Dataset entries:

-----

PR #193, opened 2020-10-13
Merge spot tests to a single test

JoelSpeed:
This means that the test suite only needs to spin up a single machineset for spot instances.

This is an easy alternative to having a `BeforeAll` which will hopefully come in Ginkgo V2, once it does, we can revert this and change the `BeforeEach` to a `BeforeAll`.

My hope is that by reducing the number of spot instances we need to spin up, this will improve the reliability of this test on Azure which seems to have some issues bringing up spot instances.

I'd suggest reviewing this with white space changes ignored, it should make a lot more sense that way 🤞 

CC @kwoodson

### DIFF
--- a/pkg/infra/spot.go
+++ b/pkg/infra/spot.go
@@ -71,119 +71,121 @@ var _ = Describe("[Feature:Machines] Running on Spot", func() {
 		Expect(deleteObjects(client, delObjects)).To(Succeed())
 	})
 
-	It("should label the Machine specs as interruptible", func() {
-		selector := machineSet.Spec.Selector
-		machines, err := framework.GetMachines(client, &selector)
-		Expect(err).ToNot(HaveOccurred())
-		Expect(machines).To(HaveLen(3))
+	It("should handle the spot instances", func() {
+		By("should label the Machine specs as interruptible", func() {
+			selector := machineSet.Spec.Selector
+			machines, err := framework.GetMachines(client, &selector)
+			Expect(err).ToNot(HaveOccurred())
+			Expect(machines).To(HaveLen(3))
 
-		for _, machine := range machines {
-			Expect(machine.Spec.ObjectMeta.Labels).To(HaveKeyWithValue(machinecontroller.MachineInterruptibleInstanceLabelName, ""))
-		}
-	})
+			for _, machine := range machines {
+				Expect(machine.Spec.ObjectMeta.Labels).To(HaveKeyWithValue(machinecontroller.MachineInterruptibleInstanceLabelName, ""))
+			}
+		})
 
-	It("should deploy a termination handler pod to each instance", func() {
-		nodes, err := framework.GetNodesFromMachineSet(client, machineSet)
-		Expect(err).ToNot(HaveOccurred())
-		Expect(nodes).To(HaveLen(3))
+		By("should deploy a termination handler pod to each instance", func() {
+			nodes, err := framework.GetNodesFromMachineSet(client, machineSet)
+			Expect(err).ToNot(HaveOccurred())
+			Expect(nodes).To(HaveLen(3))
 
-		terminationLabels := map[string]string{
-			"api":     "clusterapi",
-			"k8s-app": "termination-handler",
-		}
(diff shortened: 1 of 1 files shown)


elmiko (approved):
this seems reasonable to me, do we have any data yet that would demonstrate the stability?

JoelSpeed:
/test e2e-azure-operator
/test e2e-aws-operator
/test e2e-gcp-operator

Retesting to check stability

> this seems reasonable to me, do we have any data yet that would demonstrate the stability?

I was hoping that the metric added in https://github.com/openshift/machine-api-operator/pull/640 would provide this but it's not merged yet.

This has come from a repeated observation that the spot test is failing and some analysis from @kwoodson who suspects that bringing up spot instances is causing much of the Azure CI flakiness

JoelSpeed:
Different tests failed for azure and gcp

/test e2e-gcp-operator
/test e2e-aws-operator

JoelSpeed:
Last Azure test failed for CPU limit reasons, this has now been fixed!
/retest

kwoodson:
@JoelSpeed Looks like the test failed when the autoscaler was scaling back down from 6.
```
• Failure [1416.664 seconds]
[Feature:Machines] Autoscaler should
/go/src/github.com/openshift/cluster-api-actuator-pkg/pkg/autoscaler/autoscaler.go:214
  use a ClusterAutoscaler that has 12 maximum total nodes count and balance similar nodes enabled
  /go/src/github.com/openshift/cluster-api-actuator-pkg/pkg/autoscaler/autoscaler.go:490
    scales up and down while respecting MaxNodesTotal [Slow][Serial] [It]
    /go/src/github.com/openshift/cluster-api-actuator-pkg/pkg/autoscaler/autoscaler.go:521

    Timed out after 360.000s.
    Error: Unexpected non-nil/non-zero extra argument at index 1:
    	<*fmt.wrapError>: &fmt.wrapError{msg:"error getting node from machine \"ci-op-9i19wc9q-d57e2-kxndq4vmr6-556fl\": nodes \"ci-op-9i19wc9q-d57e2-kxndq4vmr6-556fl\" not found", err:(*errors.StatusError)(0xc000603040)}

    /go/src/github.com/openshift/cluster-api-actuator-pkg/pkg/autoscaler/autoscaler.go:589
```

JoelSpeed:
/retest

@kwoodson hoping to resolve that flakiness with #195

JoelSpeed:
@elmiko In the last 24 hours this test suite has run 4 times for this PR, none of the failures related to spot. On the MAO repo it ran 11 times yesterday and saw 2 failures from spot on azure, possibly not statistically significant but on the other hand, I can't really see how this change would make things worse, it reduces the number of VMs we are spinning up and therefore should make the suite faster and less prone to slow VM creation when we create many VMs at once.

JoelSpeed:
/retest

That said, it did just fail on spot, but for a different reason, which I believe is unrelated to the issue we are trying to fix here

elmiko:
makes sense to me @JoelSpeed , i'm good with this change
/approve

kwoodson:
@JoelSpeed I'm unfamiliar with this test failure.  Looks like a timeout but I'm not sure why.
```
Unexpected error:
    <*errors.errorString | 0xc00053b990>: {
        s: "error getting ValidatingWebhookConfiguration \"machine-api\": timed out waiting for the condition",
    }
    error getting ValidatingWebhookConfiguration "machine-api": timed out waiting for the condition
occurred
/go/src/github.com/openshift/cluster-api-actuator-pkg/pkg/operators/machine-api-operator.go:173
```

JoelSpeed:
/retest

@kwoodson This test failure is really odd, but I think it's because we are running multiple disruptive tests in parallel

There are a couple of tests that affect the VWC, one that deletes it, one that modifies it, both test the controller puts it back. These shouldn't be running in parallel, they will clash with one another. Will take a look at a quick fix by merging the disruptive tests to a single test.

https://github.com/openshift/cluster-api-actuator-pkg/blob/master/pkg/operators/machine-api-operator.go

-----

Task statement: Output only the count of lines in the data containing "Feature".

Solution: 2